柏児童相談所が平成２９年１２月２７日に心愛さんの一時保護を解除。勇一郎容疑者が３０年１月１２日、千葉県野田市の学校側に「暴力がなかった証し」と苦情を訴え、心愛さんが父の暴行を訴えた学校アンケートの回答を見せるよう要求した際、なぎさ容疑者も同席していた。

さらに同１５日の交渉の場で、勇一郎容疑者が市教委に提示した学校アンケート公開に関する同意書を、なぎさ容疑者が心愛さんの自筆だと証言。アンケートのコピーが勇一郎容疑者の手に渡る後押しをした。
What does "よう" mean here? Thanks.


----------



## kanadaaa

wingman1985 said:


> 心愛さんが父の暴行を訴えた学校アンケートの回答を見せるよう要求した際、


= when Kokoa the suspect Yo’ichiro requested *that* the school disclose the results of the questionnaire in which Mia-san had reported his violence conducted to reveal the truth of her father’s his alleged violence...

Or

= when Kokoa the suspect Yo’ichiro submitted a request to the school *so that* it would disclose the results of the questionnaire in which Mia-san had reported his violence conducted to reveal the truth of her father’s his alleged violence...

It’s just a marker that helps explain and specify what the speaker is talking about.
In this case, it works to represent what kind of a request he made.


----------



## Schokolade

kanadaaa said:


> when Kokoa requested *that* the school disclose the results of the questionnaire conducted to reveal the truth of her father’s alleged violence, ...
> 
> Or
> 
> = when Kokoa submitted a request to the school *so that* it would disclose the results of the questionnaire conducted to reveal the truth of her father’s alleged violence, ...
> 
> It’s just a marker that helps explain and specify what the speaker is talking about.
> In this case, it works to represent what kind of a request she made.



あの、、
「心愛さんが父の暴行を訴えた学校アンケートの回答を見せるよう要求した際、」
では、
報道にあるように、
「父の暴行を訴えた」のは、「心愛さん」です・・・
「学校アンケートの回答を見せるよう要求した」のは、父親の「勇一郎容疑者」です。。


----------



## wingman1985

kanadaaa said:


> = when Kokoa requested *that* the school disclose the results of the questionnaire conducted to reveal the truth of her father’s alleged violence, ...
> 
> Or
> 
> = when Kokoa submitted a request to the school *so that* it would disclose the results of the questionnaire conducted to reveal the truth of her father’s alleged violence, ...
> 
> It’s just a marker that helps explain and specify what the speaker is talking about.
> In this case, it works to represent what kind of a request she made.

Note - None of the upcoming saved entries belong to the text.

Issue #37, opened 2023-11-13
Update for OpenAI API changes to functions and tools


brainlid:
- [x] The list of functions is deprecated in favor of "tools" - [docs](https://platform.openai.com/docs/api-reference/chat/create#chat-create-functions)
- [x] New `tool_choice` option to add support for. [docs](https://platform.openai.com/docs/api-reference/chat/create#chat-create-tool_choice)
- [x] `function_call` is deprecated in favor of `tool_choice` [docs](https://platform.openai.com/docs/api-reference/chat/create#chat-create-function_call)
- [x] Support receiving multiple function calls from assistant (reported as new ability with gpt-4-preview)

brainlid:
Completed in PR #105

PR #62, opened 2023-12-21
Implement Chat GPT 4 vision (still in beta)

wakeless:
This implements the Chat GPT 4 vision stuff in a very rudimentary way. Adding here mainly as a starting point if others want to use it, or if there's some clear "just do this and we'll merge it" I'm happy to do that as well.

There's a few quirks with the current OpenAI implementation, namely that it can't do the json and functions stuff.


lib/message.ex
```diff
@@ -309,11 +310,23 @@ defmodule LangChain.Message do
...
+
+  def add_image(%Message{role: :user, images: images} = message, image) do
+    %Message{
+      message | images: images ++ [image]
+    }
+  end
+
+  def has_images?(%Message{images: images}) do
+    length(images) > 0
+  end
```
brainlid, line 322: This would be better as two functions and a pattern match.

```elixir
def has_images?(%Message{images: []}), do: false

def has_images?(%Message{images: images}) when is_list(images), do: true
```

This is more explicit and avoids traversing the full list just to know if it's empty or not.

lib/chains/llm_chain.ex
```diff
@@ -317,6 +317,11 @@ defmodule LangChain.Chains.LLMChain do
   """
   @spec add_message(t(), Message.t()) :: t()
   def add_message(%LLMChain{} = chain, %Message{} = new_message) do
+    if Message.has_images?(new_message) and chain.llm.model != "gpt-4-vision-preview" do
```
brainlid, line 320: We don't want model-specific details in LLMChain. We want LLMChain to be model agnostic.

lib/chat_models/chat_open_ai.ex
```diff
@@ -148,11 +152,14 @@ defmodule LangChain.ChatModels.ChatOpenAI do
...
 
-  defp set_response_format(%ChatOpenAI{json_response: true}),
-    do: %{"type" => "json_object"}
+  defp conditionally_add_response_format(output, %ChatOpenAI{model: "gpt-4-vision-preview"}), do: output
+
+  defp conditionally_add_response_format(output, %ChatOpenAI{json_response: true}),
+    do: Map.put(output, :response_format, %{"type" => "json_object"})
+
+  defp conditionally_add_response_format(output, %ChatOpenAI{json_response: false}),
+    do: Map.put(output, :response_format, %{"type" => "text"})
```
brainlid, line 161: Hopefully there's a way to detect images without pinning it to a specific beta model.

lib/message.ex
```diff
@@ -309,11 +310,23 @@ defmodule LangChain.Message do
       do: true
 
   def is_function_call?(%Message{}), do: false
+
+  def add_image(%Message{role: :user, images: images} = message, image) do
```
brainlid, line 314: Adding docs would help. It appears from the tests that this is passing a URL? Not the actual image data, correct?

brainlid (commented):
I've been working with other LLMs that don't support functions and I've been thinking about ways to flag a model as supporting different features. A `supports_images` would be another such flag. That could help remove model-specific awareness from the rest of the library.

lib/chat_models/chat_open_ai.ex
wakeless: Yeah, this is all pretty grose cause it's a beta. TBH, the fact that the beta doesn't support _any_ response_format is :spew:

lib/message.ex
wakeless: Yeah, in this case it is, I'm pretty sure there's an option here to pass base64, so a pattern match on a the image (is_file) or somesuch could handle it easily enough. :+1: on the docs though.

wakeless:
@brainlid Main question I've got is, do you think this is valuable to get in at this point, or better to leave it and wait till it goes to production on openai?

brainlid:
@wakeless First I want to get in the idea of `supports_images` and `supports_functions` in a clean way. I've got some ideas that I want to try. 

With something like that, we could remove the model-specific knowledge leaking out to other parts.

Then I think it would be fine to add.

brainlid:
@wakeless, I just merged in Anthropic support (ie. Claude) for conversations. Claude also supports uploading images as base64 encoded strings directly into a message. 

I'm looking for similarities and differences. Here's what I see so far:

- https://docs.anthropic.com/claude/reference/messages-examples#vision
- https://platform.openai.com/docs/guides/vision

The ChatGPT version supports embedding base64 text (so does Anthropic), but also providing a URL to the image.

They both use a "user" message to provide it, but the content is a list of JSON data, allowing for multiple things to be passed. This allows for text + image.

I'm also thinking about and working on a new Message structure that allows for the ChatGPT "tools" idea. My point is, I think it might be a good time to add support to messages for this type of structure.

brainlid:
Thank you for all of your initial work and interest in this area!

I'm closing this specific PR because it has been implemented on a working branch that is part of issue #37.

To really support multi-modal messages (vision support), I needed to change the Message structure in more significant ways. I also have it working for Anthropic vision. It was very helpful to see 2 different takes on how to do it. Hopefully that future-proofs the implementation for a while longer.

I expect it will be coming soon.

This usage has bothered me for a long time. Since it is not used as *助動 *here, I can not think of other possible explanation. Thanks.


----------



## kanadaaa

I didn’t know what the heck the context was, but it seems what Schokolade’s pointed out is more accurate.
It doesn’t affect the accuracy of my explanation about the expression at all, though.


----------



## Schokolade

wingman1985 said:


> Since it is not used as *助動 *here


(I don't know what you mean but..) よう in your example is an auxiliary/助動詞.
よう here is a variant of ように, which is the continuative form (連用形) of ようだ.


> 様だ（ようだ）の意味 - goo国語辞書
> ［助動］
> *４*（多く「ように」の形で）ある動作・作用の目的・目標である意を表す。「わかりやすくなる*ように*並べかえましょう」
> *５*（「ように」の形で）婉曲 (えんきょく) な命令・希望の意を表す。「開始時刻に遅れない*ように*」「今後ともよろしくご指導くださいます*ように*」
> [...]
> [補説] [...] *4*・*5*は「よう」という形でも用いられる。



よう in your example is used this way:
「V+よう(に)要求する」= "demand that (someone) should do~"
「V+よう(に)命令する・言う」= "order/tell (someone) to do~"
「V+よう(に)頼む」= "ask (someone) to do~"
etc...

So... 「見せるよう要求した」 (≂「見せるように要求した」) means "(The father) demanded that (the board of education) show him (her reply to the questionnaire)..."


----------



## Liquid keystone

I've learned "よう(に)" but not sure about "よう" along used like this. Good to know.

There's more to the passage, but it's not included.